16/10/17

SANDINO NÚÑEZ


DOS PARÁBOLAS VIOLENTAS


SEGUNDA ENTREGA


1. más de Edipo o de Zenón [1] (2)



El coyote, ACME y el pájaro eran la misma máquina, o tres piezas de una sola máquina técnica ilimitada (plenamente expuesta en la propia vida del coyote): el correcaminos es el objeto real-imposible que obtura la simbolización y dispara la compulsión tecnológica, ACME es la objetivación misma de la fantasía tecnológica que hace del pájaro un objeto real imposible y del coyote un delirio posesivo, y el coyote es el operador del circuito que genera la plusvalía pulsional que mantiene y potencia la locura delirante de toda la máquina. Los tres están, desde siempre, ensamblados y funcionando. Y sólo el coyote, claro está, tenía la potencia para saber (para saber la imposibilidad), era la potencia de una heterogeneidad con respecto al ensamblaje lineal de la tecnología y la máquina, era el elemento del conjunto capaz de subvertir al conjunto y elevarlo a una dimensión nueva. Como el proletariado.


Y a pesar de esta revelación, de este milagro de último momento, el coyote cae y muere. Pero inmediatamente está de regreso, corriendo tras el correcaminos en algún desfiladero del desierto de Nuevo México, California o Mojave, o abriendo un paquete que el correo le acaba de enviar con algún otro artefacto ACME. Vuelta a empezar el ciclo tecnológico del fracaso. Entendemos que su muerte fue una pequeña muerte, pero también un reset: su cerebro fue lavado y su memoria borrada. No hay proceso ni despliegue ni historia ni significado: hay funcionamiento, eternidad, repetición y recaída. Pero mientras dura el milagro el Coyote ha dado con el lugar de la enunciación. Se ha postulado a sí mismo. Ha logrado escapar del circuito tecnológico de la vida, ha entendido su vida como ficción, ha atravesado océanos de lenguaje y de historia para dejarnos su reproche melancólico, para interpelarnos como sus semejantes.

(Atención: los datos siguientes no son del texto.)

PR #1112, opened 2022-12-19
Proposal: add per-provider rate limit

### LINKED ISSUE #1097: Cold Email Server Warm Up Request
First of all, Thank You for an excellent product.

Would it be possible to enhance the performance section of settings to include a percentage increase in the sliding window?

I'd like to be able to use ListMonk to warm up a cold email server automatically rather than manually. For instance, using a subscriber list of 10,000 users, starting at 200 users and increasing by 10-50% per 24hr period until all 10,000 are sent the campaign.

i.e. for a campaign with a sliding window of 15% starting at 200 users:
Day 1: 200 / Day 2: 230 / Day 3: 265 / Day 4: 305 / Day 5: 351..... etc until 10000 is reached.

I hope I've explained this correctly.

Colin.

ajoslin:
I use multiple SMTP providers, and we are currently adding a couple. As we warm these providers up, would like to set a daily limit for these providers, so that when the limit is hit it will move to another one.

For example: new SES account at 50,000 per day. 
image

Fixes #1097


ajoslin:
Looking at it, need to clean up the code and add i18n, this is just a POC

The while loop needs an escape hatch as well

knadh:
Hi @ajoslin.

- How does this interact with the global sliding window limit?
- A daily limit isn't universal. If at all, it should be a custom time period. `X` messages per `Y` duration, like the sliding rate limit.

halms:
I think that a per-provider rate limit is a very good enhancement.
I'd say this should be implemented like the sliding rate limit (maybe also allowing 'per day') as the window.

From my point of view, this could replace the global sliding window limit, Maybe I'm missing something, but I'd say the typical use case for the sliding window is to obey provider restrictions. But I'm happy to be convinced otherwise.

What I'd personally need is a different limit for Emails (SMTP) and other messengers (where I'm working to implement a custom backend around `signald` and `whatsmeow`). A limit per provider (SMTP servers and messengers) would fulfill this very nicely.

internal/messenger/email/email.go
```diff
@@ -99,10 +113,17 @@ func (e *Emailer) Push(m messenger.Message) error {
...
-		srv = e.servers[0]
+
+	for {
+		if ln > 1 {
+			srv = e.servers[rand.Intn(ln)]
+			if (srv.limiter.Allow()) {
+				break;
+			}
+		} else {
+			srv = e.servers[0]
```
kamikazechaser, line 124: A limiter token needs to be consumed here when only 1 server is configured with a rate limit.

kamikazechaser (commented):
I think this is a good feature. Possible gotcha of a negligible (but possibly important) performance hit of rate limiting on high throughput campaigns.

Also ,the sliding window in the manager already applies a rate limit so this could be redundant if someone opts to apply a global rate limit.

This could also block the workers once tokens are used up. I can possibly see some side effects of that if there is a mix of rate-limited and unlimited servers.

ajoslin:
> * How does this interact with the global sliding window limit?

This is about each individual provider. For example, right now we have a new plan with a new SMTP provider at a great deal but they require a long 60 day warmup period. Each day I go in and edit the daily quota.

In the meantime, we continue to allow other providers to fill in the remaining messages sent daily.

> * A daily limit isn't universal. If at all, it should be a custom time period. `X` messages per `Y` duration, like the sliding rate limit.

Sure, the duration could be configurable. I like that. I just think of it in days.

---

I created a modified version of this that uses the Redis rate limiter and things still send fast enough to 1M+ subscribers.

I also added an escape hatch when there are none available to throw an error too, which will pause the campaign.

I'll upload it soon to this PR since it seems to be getting good feedback.

knadh:
Closing this as there are unresolved issues and `master` has moved ahead.

PR #1115, opened 2022-12-20
Fix misleading German translation

jfilter:
The word `erfolgreich` (successfully) implies the user is already confirmed, even though s/he still has to click on the confirmation link.


NicoHood:
But well, isnt that a general issue then, also in english?

jfilter:
The English version for `public.confirmSubInfo` is currently:

> "You have been added to the following lists:"

It's not: 

> "You have been added *successfully* to the following lists:".

IMO, this change brings the translation closer to the original.

NicoHood:
alright, agree

PR #1117, opened 2022-12-24
updated spanish translation

jorge-vitrubio:
updates in the translation file for spanish language


jorge-vitrubio:
I will separate languages in branches.

Issue #697, opened 2022-02-13
Adding aria-labels, ids to public forms for accessibility


candideu:
# **Is your feature request related to a problem? Please describe.**
Hello! I've been really enjoying the latest release, especially the ability to edit the css and js of the public pages and admin panel.

That said, I noticed that the public subscription forms are missing key attributes like #ids, `for=`, and aria-labels. These are helpful for accessibility, or to further customize things like placeholders (see: [Labeling Controls](https://www.w3.org/WAI/tutorials/forms/labels/)).

![image](https://user-images.githubusercontent.com/55474996/153737291-5e005b50-40c1-4ad1-b3e5-1083fcd3b361.png)

# **Describe the solution you'd like**
Code at the moment:

```html
  <p>
    <label>E-mail</label>
    <input name="email" required="true" type="email" placeholder="E-mail" autofocus="true">
    <input name="nonce" class="nonce" value="">
  </p>
  <p>
    <label>Name (optional)</label>
    <input name="name" type="text" placeholder="Name (optional)">
  </p>
```

I propose something like this:

```html
  <p>
    <label for="signup-form-email">E-mail</label>
    <input name="email" required="true" type="email" placeholder="E-mail" autofocus="true" id="signup-form-email" aria-label="email">
    <input name="nonce" class="nonce" value="">
  </p>
  <p>
    <label for="signup-form-name">Name (optional)</label>
    <input name="name" type="text" placeholder="Name (optional)" id="signup-form-name" aria-label="name">
  </p>
```

candideu:
Thanks for the fix @shrilakshmishastry

PR #1134, opened 2023-01-06
accessibility fix for subscription form

shrilakshmishastry:
**What's the issue :**
Currently, there are no ids or aria-labels in the public subscription forms. These are helpful for accessibility.

[Link to issue](https://github.com/knadh/listmonk/issues/697)

**What's the solution:**

Add _for_ attribute to label tag and _id_ attribute to input tag. 

Label tag with _for_ attribute takes care of handling accessibility for input tag. Refer this document for more info [doc](https://developer.mozilla.org/en-US/docs/Web/HTML/Element/input#accessibility_concerns)

**Screenshot of proof:**
image

### DIFF
--- a/static/public/templates/subscription-form.html
+++ b/static/public/templates/subscription-form.html
@@ -6,14 +6,14 @@
     <form method="post" action="" class="form">
         <div>
             <p>
-                <label>{{ L.T "subscribers.email" }}</label>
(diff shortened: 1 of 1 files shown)


candideu:
Thank you @shrilakshmishastry !

PR #923, opened 2022-10-11
Update AST builder between & hash_executor to accept different param …

panarch:
…types

`between`, `not_between` and `hash_executor` functions accept two `Into<ExprNode>` params.
Update these to accept different `Into<ExprNode>` type params.


ever0de (approved):
Ok, it took me a little while to figure this out.
Since `T` is determined by the caller, multiple types cannot be entered. So you have to split it into different generics.

PR #927, opened 2022-10-12
Add /pkg/rust/data/ to .gitignore

panarch:
Now the main rust package directory is `/pkg/rust/` so it would be expected for users to run `cargo run --example ..` in `/pkg/rust/` directory.
Then, temp `/pkg/rust/data` directory is automatically created but that was not in the `.gitignore`

### DIFF
--- a/.gitignore
+++ b/.gitignore
@@ -1,5 +1,6 @@
 # GlueSQL project files
 /data/
+/pkg/rust/data/
 /storages/**/data/
 /storages/**/tmp/
 /reports/


.gitignore
```diff
@@ -1,5 +1,6 @@
 # GlueSQL project files
 /data/
```
ever0de, line 2: Can't you delete this?

panarch: I checked but we may need to keep both because..
```rust
cargo run --example ..
```
in the root directory still works :D

ever0de: Ah, such a case... Hmm, I'd like to recommend using it in the root.
What about `**/data` if it's hard?

panarch: :D That is also.. hard to consider, I think. because in `src/` directory `data` is commonly used as module names.

ever0de: Oh, that's right... It looks good now.

ever0de (approved):

PR #928, opened 2022-10-12
Add a new method to Row which finds value by ident,

panarch:
Rename Row::get_value to Row::get_value_by_index.
Add Row::get_value which takes columns & ident and return Option<&Value>. Apply new Row::get_value to existing codes

### DIFF
--- a/core/src/executor/context/blend_context.rs
+++ b/core/src/executor/context/blend_context.rs
@@ -33,49 +33,41 @@ impl<'a> BlendContext<'a> {
     }
 
     pub fn get_value(&'a self, target: &str) -> Option<&'a Value> {
-        let get_value = || {
-            self.columns
-                .iter()
-                .position(|column| column == target)
-                .map(|index| match &self.row {
-                    BlendContextRow::Shared(row) => row.get_value(index),
-                    BlendContextRow::Single(Some(row)) => row.get_value(index),
-                    BlendContextRow::Single(None) => Some(&Value::Null),
-                })
+        let value = match &self.row {
+            BlendContextRow::Shared(row) => row.get_value(&self.columns, target),
+            BlendContextRow::Single(Some(row)) => row.get_value(&self.columns, target),
+            BlendContextRow::Single(None) => Some(&Value::Null),
         };
 
-        match get_value() {
-            None => match &self.next {
-                None => None,
-                Some(context) => context.get_value(target),
-            },
-            Some(value) => value,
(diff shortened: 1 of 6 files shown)


core/src/executor/context/filter_context.rs
```diff
@@ -51,13 +51,15 @@ impl<'a> FilterContext<'a> {
...
+        if let Content::Some {
+            columns,
+            row: Some(row),
+            ..
+        } = &self.content
+        {
+            let value = row.get_value(columns, target);
 
-            if let Some(value) = value {
+            if value.is_some() {
```
ever0de, line 62: good

core/src/executor/context/blend_context.rs
```diff
@@ -33,49 +33,41 @@ impl<'a> BlendContext<'a> {
...
-                    BlendContextRow::Single(Some(row)) => row.get_value(index),
-                    BlendContextRow::Single(None) => Some(&Value::Null),
-                })
-        };
+            match &self.row {
+                BlendContextRow::Shared(row) => row.get_value(&self.columns, target),
+                BlendContextRow::Single(Some(row)) => row.get_value(&self.columns, target),
+                BlendContextRow::Single(None) => Some(&Value::Null),
+            }
+        })();
```
ever0de, line 62:
```rust
        let value = {
            if self.table_alias != table_alias {
                return None;
            }

            match &self.row {
                BlendContextRow::Shared(row) => row.get_value(&self.columns, target),
                BlendContextRow::Single(Some(row)) => row.get_value(&self.columns, target),
                BlendContextRow::Single(None) => Some(&Value::Null),
            }
        };
```

ever0de: There seems to be no need to use a closure (late review).

ever0de (approved):
There are only comments that are not related to this PR, so I approve them first.

core/src/executor/context/blend_context.rs
panarch: This closure is required because that causes different behavior.
closure version does not break the flow though `self.table != table_alias` happens but using block statement, it will call `return` and the rest codes will be skipped.

panarch: because of the next codes
image

ever0de: Oh sure.. That's right. Because there is a return statement in the block, it skips.
Looks like I missed it, thanks

PR #929, opened 2022-10-12
Replace plan/join.rs unit tests to use AST builder!

panarch:


devgony (approved):
It looks so neat and has way higher readability!
Thank you for all the efforts!

core/src/plan/join.rs
```diff
@@ -765,31 +596,13 @@ mod tests {
...
-                group_by: Vec::new(),
-                having: None,
-            })
-        };
-        assert_eq!(actual, expected, "complex where_clause:\n{sql}");
+        let expected = table("Player")
+            .select()
+            .left_join("PlayerItem")
+            .hash_executor("PlayerItem.user_id", "Player.id")
+            .hash_filter("PlayerItem.amount > 10 AND PlayerItem.amount * 3 <= 2")
```
ever0de, line 603: (Hope) It would be nice to have `AND` as a chaining method.

core/src/plan/join.rs
```diff
@@ -898,69 +663,20 @@ mod tests {
...
-                    left: Box::new(expr("u1.id")),
-                    op: BinaryOperator::Eq,
-                    right: Box::new(Expr::Subquery(Box::new(subquery))),
-                }),
-                group_by: Vec::new(),
-                having: None,
-            })
-        };
-        assert_eq!(actual, expected, "hash join in nested subquery:\n{sql}");
+        let expected = table("Player").alias_as("u1").select().filter(
```
zmrdltl, line 666: I am so impressed by the increase in readability through the query builder function that has such a long ast.

ever0de (approved):
I think I saw a piece of history

PR #930, opened 2022-10-12
Move Expr::Extract structure to Expr::Function::Extract

### LINKED ISSUE #912: [Translate] Refacting translate position `Cast`, `Extract`
## Description
Returns `Expr` in the form required for gluesql from `SqlExpr` provided by sqlparser.

Among them, there are functions that are translated to a lower level of `Expr` rather than `Expr::Function` e.g) cast, extract

This is because it follows the parsed result of sqlparser as it is.

It is `ambiguous` whether the parsed tokens will be classified as a `lower level of Expr` or a `lower level of Expr::function`.

In glueSQL, if an argument is received wrapped in `( )` in the sql statement, the standard is set to translate in the form of `Expr::Function::Cast` rather than `Expr::Cast`.

### lists for check
You can suggest features to move in [here](https://github.com/gluesql/gluesql/blob/372e3e70dec7df2cec72070be986560de34716c0/core/src/ast/expr.rs#L10)

```rust
pub enum Expr {
    Identifier(String),
    CompoundIdentifier{..},
    IsNull(Box<Expr>),
    IsNotNull(Box<Expr>),
    InList {..},
    InSubquery {..},
    Between {..},
    Like {..},
    ILike {..},
    BinaryOp {..},
    UnaryOp {..},
    Cast {..},
    Extract {..},
    Nested(Box<Expr>),
    Literal(AstLiteral),
    TypedString {..},
    Function(Box<Function>),
    Aggregate(Box<Aggregate>),
    Exists {..},
    Subquery(Box<Query>),
    Case {..},
}
```
## Tasks
- [x] #913
- [x] #930

zmrdltl:
resolve #912 

## Tasks
- [x] ast_builder
- [x] ast
- [x] executor
- [x] plan
- [x] translate
- [x] tests


core/src/ast/expr.rs
```diff
@@ -290,15 +283,6 @@ mod tests {
             .to_sql()
         );
 
-        assert_eq!(
```
zmrdltl, line 293: This is a unit test that will be added later for the to_sql() implementation for the enum Function.
Therefore, it will disappear temporarily.

core/src/plan/join.rs
```diff
@@ -826,6 +826,7 @@ mod tests {
         "
         );
         let actual = plan_join(&storage, &sql);
+
```
panarch, line 829: This looks not related to this PR.

core/src/ast_builder/expr/function.rs
```diff
@@ -1179,4 +1198,31 @@ mod tests {
...
+        let expected = "EXTRACT(HOUR FROM date)";
+        test_expr(actual, expected);
+
+        let actual = col("date").extract(DateTimeField::Minute);
+        let expected = "EXTRACT(MINUTE FROM date)";
+        test_expr(actual, expected);
+
+        let actual = col("date").extract(DateTimeField::Second);
+        let expected = "EXTRACT(SECOND FROM date)";
+        test_expr(actual, expected);
```
panarch, line 1226: It looks not neccessary to have `DateTimeField` enum variant cases because this unit test is for `extract` function so it is not for testing `DateTimeField`.
It would be enough to have only a single test for this.

And then, could we have a unit test which uses `pub fn extract`?
Currently, there exists `col("date"),extract(..)` but no direct `extract` fn case.

zmrdltl: Oh thanks for careful review for this i changed it

PR #933, opened 2022-10-13
Remove Option which wraps Row in FilterContext,

panarch:
There was no use case of Content::Some { row: None, .. } but Option type was unnecessarily being used. Remove Option from Content::Some { row } in FilterContext


ever0de (approved):
nice catch 👍

devgony (approved):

Y nosotros, ¿merecemos la grandeza de este gesto del héroe? Sí, retroactivamente. Porque es su gesto lo que nos hace grandes a nosotros: hasta hace un segundo éramos los que reíamos estúpidamente mirando la pantalla; ahora somos su Otro, por un segundo estamos a la altura de su espíritu. De todos modos, lo que importa es que en ese instante mínimo, él —esa pieza ciega de la máquina trágica— adquiere todo el espesor dramático de un sujeto, de una lucidez, de una inteligencia. Es el instante preciso en el que acepta la muerte: el accidente definitivo e inevitable cuya aceptación o simbolización destruye y descentra toda la realidad y la pone a decir algo nuevo, algo distinto de lo que ha venido diciendo desde siempre. Por un segundo no habrá más prótesis: ya no creerá que las superpiernas fracasaron porque debían completarse o perfeccionarse con un exoesqueleto aerodinámico para cabeza y tronco y con un traje de neopreno con alas, o porque hay que trazar un nuevo plan tecnológico y explorar a fondo líneas alternativas como el magnetismo, la fisión nuclear aplicada a zapatos deportivos, los motores de antimateria. Por un segundo habrá sujeto y conciencia, habrá el saber negativo, el saber de la imposibilidad, y se abrirá un universo nuevo de significación y sentido. Pero antes, casi al mismo tiempo, todo el lenguaje, toda la historia y todo el mundo anterior debieron ser destruidos. 


Notas


[1]  Debo este ejemplo, en buena medida, a mi amigo Amir Hamed. Él lo utilizaba en sus clases en la Universidad para explicar la anagnórisis. En ese sentido, pero radicalizándolo un poco, es que yo lo tomo. Él decía algo así como que “el Coyote es un experto en anagnórisis”, y la expresión debe tomarse muy en serio: es un experto, y ése es el problema: es un experto, y no un sabio.